# [Tuto][homebridge][raspbee 2] contrôle d'une ampoule et d'un interrupteur philips Hue sans bridge



## totoguile (2 Juin 2020)

Bonjour,

Suite à l'excellent article de Nicolas https://clubigen.fr/igen/article/114979 , je me suis lancé dans la domotique.
2eme tuto, installer un hub Zigbee.

Materiel:
module Raspbee 2 https://phoscon.de/en/raspbee2
une ampoule Philips Hue
un interrupteur Philips Hue.

L'idée ici est de se passer d'un hub Philips/Xiaomi/xxx et de le remplacer par le raspberry qui fait tourner Homebridge.
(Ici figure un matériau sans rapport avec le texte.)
PR #2, opened 2023-03-30
Empty packages for `native_assets_cli` and `c_compiler`

dcharkes:
Based on discussions we introduce two packages.

1. `native_assets_cli` which contains the command-line interface for building native assets.
     * Named `native_assets_cli` as this is is part of the Native asset feature.
          * https://github.com/dart-lang/sdk/issues/50565
     * Could possibly be named something like `native_build_cli` if we'd like to connect this with `dart build` name-wise.
          * https://github.com/dart-lang/sdk/issues/51165
2. `c_compiler` which can compile C files with clang/msvc/xcodebuild/etc.
     * Named this way, so that a potential `rust_compiler` package can have consistent package naming.

Package names are not set in stone until we publish a first version of these packages.

This PR ensures we have the package layout, CI etc. set up correctly.

This PR mirrors the configuration from

* https://github.com/dart-lang/tools/pull/40

### DIFF
--- a/pkgs/c_compiler/test/c_compiler_test.dart
+++ b/pkgs/c_compiler/test/c_compiler_test.dart
@@ -1,3 +1,7 @@
+// Copyright (c) 2023, the Dart project authors.  Please see the AUTHORS file
+// for details. All rights reserved. Use of this source code is governed by a
+// BSD-style license that can be found in the LICENSE file.
+
 import 'package:c_compiler/c_compiler.dart';
 import 'package:test/test.dart';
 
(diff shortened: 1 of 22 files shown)


pkgs/c_compiler/test/c_compiler_test.dart
```diff
@@ -0,0 +1,20 @@
+// Copyright (c) 2023, the Dart project authors.  Please see the AUTHORS file
```
mkustermann, line 1: Consider adding the Dart files ones they do something useful :-)

mkustermann (approved):
LGTM with comment

pkgs/c_compiler/test/c_compiler_test.dart
dcharkes: I wanted to ensure we exercise the CI for tests and coverage.

Actual content is in progress =)

dcharkes:
🙏

PR #3, opened 2023-03-30
Initial version

dcharkes:
Initial version of the Native Assets CLI and C compiler wrapper packages.

### Package features

`package:native_assets_cli`:

* All data structures involved in the input and output of the CLI have YAML serializability.
* The API will be exercised by the Dart SDK / Flutter Tools.
* Specification in [internal design doc](https://docs.google.com/document/d/1EzEUOc5HLFEA2QtiW-O9aLQ3zBwAX9A6ofM3EjGO1QQ/edit?usp=sharing&resourcekey=0--MFXSJ8gI9AJdcuPca_Spw).

`package:c_compiler`:

* Tools
  * An abstraction for tool (e.g. "Clang", "GCC") and tool instances "Clang 14.0.0 at path X on the file system".
  * Logic for finding tool instances on the file system and recognizing which tool (Clang or GCC or something) something is based from a path.
  * A spec for GCC, Clang, and Clang in the NDK.
* CBuilder
  * Knows how to use the different tools to build/link binaries.
  * Uses the Native Assets CLI API in it's API.

The minimal build script with these two packages is:

```dart
import 'package:c_compiler/c_compiler.dart';

const packageName = 'native_add';

  final buildConfig = await BuildConfig.fromArgs(args);
  final buildOutput = BuildOutput();
  final cbuilder = CBuilder.library(
    name: packageName,
    assetName:
        'package:$packageName/src/${packageName}_bindings_generated.dart',
    sources: [
      'src/$packageName.c',
    ],
  );
  await cbuilder.run(buildConfig: buildConfig, buildOutput: buildOutput);
  await buildOutput.writeToFile(outDir: buildConfig.outDir);
}
```

### Coverage in this initial PR

* Host OSes covered: Linux (missing Windows, MacOS)
* Target OSes covered: Linux/Android (missing Windows, MacOS, iOS)
* Languages covered: C.
* Toolchains covered: only a single one for each combination. No fallback.
* Above is covered on the GitHub CI.

Dart SDK CL pulling these changes in and exercising them https://dart-review.googlesource.com/c/sdk/+/267340.

We're not intending on publishing a v0.1.0 just yet. Landing this on the main branch enables us pulling it in via DEPS in the Dart SDK. (If we don't land it, we might risk a git hash that is garbage collected, breaking reproducibility of old Dart SDK builds.)

Because we're not yet publishing a version, we don't have to pin ourselves down on an API just yet.

### Follow up work

1. Expand this package to cover more OSes/Archs and include this in GitHub CI.
2. Roll this in Dart SDK https://dart-review.googlesource.com/c/sdk/+/267340
     a. The package itself and run tests on Dart bots
     b. Add implementation to dartdev and run tests for it on the Dart bots.
3. Roll this into Flutter SDK and add implementation to Flutter Tools

I'd like to land this initial version as is, because it's already quite big.


devoncarew:
Hey - you generally (almost never? never?) want to squash and force push to a PR (and esp. after a PR has any review comments). You lose all the metadata and history that git hub PR review use. This is still a draft, but you still generally want to avoid squashing commits.

The workflow is generally to build up commits in the PR - from before the review(s) or in response to them - and then when ready to merge, merge into the default branch as a single (squashed) commit (via 'squash and merge').

dcharkes:
I prefer squashing locally for:
- easier diff view (+ easier cleanup before pushing)
- removing noise from code that once existed but got removed or refactored
- easier rebasing/merging (that is just a pain with a stack of commits, especially if they contain code that got removed/refactored).

I prevent losing history locally by keeping some branches/tags.

I wish GitHub would keep snapshots like Gerrit does...

> This is still a draft

To ensure the CI setup with all the deps works. Otherwise I'd just do this on a branch before making a PR.

I'll try to avoid force pushing once reviews come in.

Maybe there are some parts of my GitHub workflow that could be optimized. I'm open to suggestions.

dcharkes:
Thanks for the pointers @Zekfad. Using predefined environment keys is a good idea. 👍  Yes, we do intent to support MSVC, as it's the default for Flutter on Windows and we'd like Flutter users to not have to install extra toolchains.

dcharkes:
Hey @liamappelbe PTAL at this PR in conjunction with https://dart-review.googlesource.com/c/sdk/+/267340.

pkgs/c_compiler/lib/src/cbuilder/cbuilder.dart
```diff
@@ -0,0 +1,133 @@
...
+  final String? assetName;
+
+  /// Sources to build the library or executable.
+  ///
+  /// Resolved against [BuildConfig.packageRoot].
+  ///
+  /// Used to output the [BuildOutput.dependencies].
+  final List<String> sources;
+
+  /// Sources to build the library or executable.
```
liamappelbe, line 47: Comment is wrong.

pkgs/c_compiler/lib/src/cbuilder/cbuilder.dart
```diff
@@ -0,0 +1,133 @@
...
+  ///
+  /// If omitted, no asset will be added to the build output.
+  final String? assetName;
+
+  /// Sources to build the library or executable.
+  ///
+  /// Resolved against [BuildConfig.packageRoot].
+  ///
+  /// Used to output the [BuildOutput.dependencies].
+  final List<String> sources;
```
liamappelbe, line 45: Doesn't have to be in this PR, but in future you'll need to add a way of specifying header files. They're not sources because they shouldn't be passed to the clang compile command, but they do need to be included in `buildOutput.dependencies` so that we rebuild if they're modified.

pkgs/c_compiler/lib/src/cbuilder/compiler_resolver.dart
```diff
@@ -0,0 +1,152 @@
...
+    }
+
+    final target = buildConfig.target;
+    final errorMessage =
+        "No tools configured on host '$host' with target '$target'.";
+    logger?.severe(errorMessage);
+    throw ToolError(errorMessage);
+  }
+
+  /// Select the right compiler for cross compiling to the specified target.
```
liamappelbe, line 120: s/compiler/archiver

pkgs/native_assets_cli/lib/src/model/build_config.dart
```diff
@@ -0,0 +1,244 @@
...
+  late final Target _target;
+
+  /// When compiling for iOS, whether to target device or simulator.
+  ///
+  /// Required when [target.os] equals [OS.iOS].
+  IOSSdk? get targetIOSSdk => _targetIOSSdk;
+  late final IOSSdk? _targetIOSSdk;
+
+  /// Path to a C compiler.
+  Uri? get cc => _cc;
```
liamappelbe, line 39: Why does the native_assets_cli have C specific stuff here? I thought it was language independent and delegated all that stuff to c_compiler? What happens when we add Rust etc?

pkgs/c_compiler/lib/src/cbuilder/cbuilder.dart
dcharkes: This isn't used at all, will delete until we add it back in with unit tests that exercise this.

pkgs/native_assets_cli/lib/src/model/build_config.dart
dcharkes: It's optional. We fall back to detecting a C compiler on the host machine if it's not supplied.
The reason it's part of the API here is that Flutter already selects a C compiler (with the logic visible in `flutter doctor`). And we should build the C code with the same compiler.

For rust, as long as we don't have a Rust compiler in our own dependencies, we will try to just locate it on the host machine.
If we ever start requiring a Rust compiler for Flutter app builds, we can add an optional `rustc` Uri in this config.

dcharkes:
@HosseinYousefi FYI: The build for `package:jni` would look something like pkgs/native_assets_cli/example/native_add/build.dart in this PR.

pkgs/c_compiler/lib/src/tool/tool_resolver.dart
```diff
@@ -0,0 +1,249 @@
...
+/// A resolver which invokes all [resolvers] tools.
+class ToolResolvers implements ToolResolver {
+  final List<ToolResolver> resolvers;
+
+  ToolResolvers(this.resolvers);
+
+  @override
+  Future<List<ToolInstance>> resolve({Logger? logger}) async => [
+        for (final resolver in resolvers)
+          ...await resolver.resolve(logger: logger)
```
HosseinYousefi, line 160: General comment applicable to here and some other places: You can consider `Future.wait`ing multiple futures instead of awaiting them individually.

pkgs/c_compiler/test/cbuilder/testfiles/hello_world/src/hello_world.c
```diff
@@ -0,0 +1,10 @@
+// Copyright (c) 2023, the Dart project authors.  Please see the AUTHORS file
+// for details. All rights reserved. Use of this source code is governed by a
+// BSD-style license that can be found in the LICENSE file.
+
+#include <stdio.h>
+
+int main() {
+   printf("Hello world.\n");
+   return 0;
+}
```
HosseinYousefi, line 10: nit: no new line at the end

HosseinYousefi (approved):

pkgs/c_compiler/lib/src/tool/tool_resolver.dart
dcharkes: I was trying to limit concurrency as we're not using `package:pool` or anything to manage concurrency.

In a previous version I did have support for threading a `Pool` through, but I cut it out of this version. I might add it back in if doing everything serial is deemed too slow at some point.

liamappelbe (approved):

dcharkes:
Thanks @HosseinYousefi @liamappelbe!

I'm going to hit merge so that we have a hash on main to pull in to the Dart SDK.

mkustermann (commented):
Some comments while looking briefly over it.

pkgs/native_assets_cli/lib/src/model/asset.dart
```diff
@@ -0,0 +1,323 @@
...
+    return result;
+  }
+
+  Map<String, Map<String, List<String>>> toDartConst() => {
+        for (final entry in assetsPerTarget.entries)
+          entry.key.toString():
+              _combineMaps(entry.value.map((e) => e.toDartConst()).toList())
+      };
+
+  Map<Object, Object> toNativeAssetsFileEncoding() => {
```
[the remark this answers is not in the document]
dcharkes: I was thinking that it could be conceivable that people end up compiling kernel themselves and want to provide a manually baked `native_assets.yaml` similiar to how they can provide a manual `package_config.json`.

We could move the implementation to pkg/native_assets_builder in https://dart-review.googlesource.com/c/sdk/+/267340 if we want it to be private.

dcharkes:
Thanks @mkustermann ! I'll address them in a follow up PR.

Issue #10, opened 2023-04-18
[CI] mono_repo GitHub workflow setup with Coveralls


dcharkes:
We currently have two workflows, one for each package.

* https://github.com/dart-lang/native/tree/main/.github/workflows

We should consider merging them into a single workflow using a matrix.

Pros:

* We don't repeat installing dependencies
* It might fix coveralls being confused about our repository
   * It combines coverage from jobs from a single workflow but not jobs from separate workflows. https://coveralls.io/builds/59018785 https://coveralls.io/builds/59018733

Cons:

* If we have packages that don't depend on each other, I don't know how to skip them.
   * (For now, I want to run the CI for `native_assets_cli` and `c_compiler` on PRs to both packages anyway. c_compiler immediately imports native_assets_cli, and the example in native_assets_cli imports c_compiler.)
* Coverage badge is per whole repo, not per package.
   * (Current setup makes the coverage for a single package and ignoring the other.)

Possibly there is a way to let coveralls combine the results from multiple jobs.
https://pub.dev/packages/mono_repo seems to indicate some support, but I'm not sure how to map that to the current workflows.
None of the listed mono_repo packages on the package documentation actually have coverage (badges).

(Slightly off-topic: Another thing to consider is to not split jobs at all, the packages need the same dependencies installed to run, installing those deps takes time as well.)

edit: trying to switch Coveralls to monorepo:

<img width="606" alt="image" src="https://user-images.githubusercontent.com/3601775/232771020-a62a629b-24a2-4570-8966-1c31f0d5ef17.png">

job list: https://coveralls.io/repos/400800/builds

edit 2: Having merged the last PR to main, I can see two builds for main:

* https://coveralls.io/builds/59102302
* https://coveralls.io/builds/59102307

Both of them report the correct coverage for the respective packages, but they are not aggregated correctly.

Based on https://github.com/marketplace/actions/coveralls-github-action, maybe it would work if we do a `carryforward`.  (The next question then is if we can get badges for the individual packages.)

edit 3: trying to see what `mono_repo generate` would do as configuration: https://gist.github.com/dcharkes/338f175398ed0300151b5aa48ea3f878

Also a single file.

dcharkes:
cc @kevmoo (as main contributor to `package:mono_repo`) Do we have a good story for `package:mono_repo` and properly working Coveralls reports? Should I be using `mono_repo generate` over manually making GitHub workflows? I'd love to learn more about how to set this up properly.

[...]

PR #13, opened 2023-04-20
[CI] Merge workflows

dcharkes:
Tries to address:

* https://github.com/dart-lang/native/issues/10


.github/workflows/dart.yaml
```diff
@@ -47,8 +46,10 @@ jobs:
         if: ${{ matrix.sdk == 'stable' }}
 
       - run: dart pub get
+
       - run: dart pub get
         working-directory: pkgs/native_assets_cli/example/native_add/
```
HosseinYousefi, line 51: Is this necessary? I thought `pub get` recursively gets all the dependencies.

HosseinYousefi (approved):
LGTM 🚀 Thanks @dcharkes!

.github/workflows/dart.yaml
dcharkes: `flutter pub get` does, `dart pub get` doesn't.

* https://github.com/dart-lang/pub/issues/3855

Il faut installer le module sur le raspberry et suivre le tuto suivant , via la connexion ssh pi@<ip address> / pwd "raspberry" de votre raspberry.






						RaspBee II Installation
					






					phoscon.de
				





Par contre, comme nous sommes sans interface graphique, grosse frustration à la fin, vous ne pouvez pas lancer l'appli deCONZ !!!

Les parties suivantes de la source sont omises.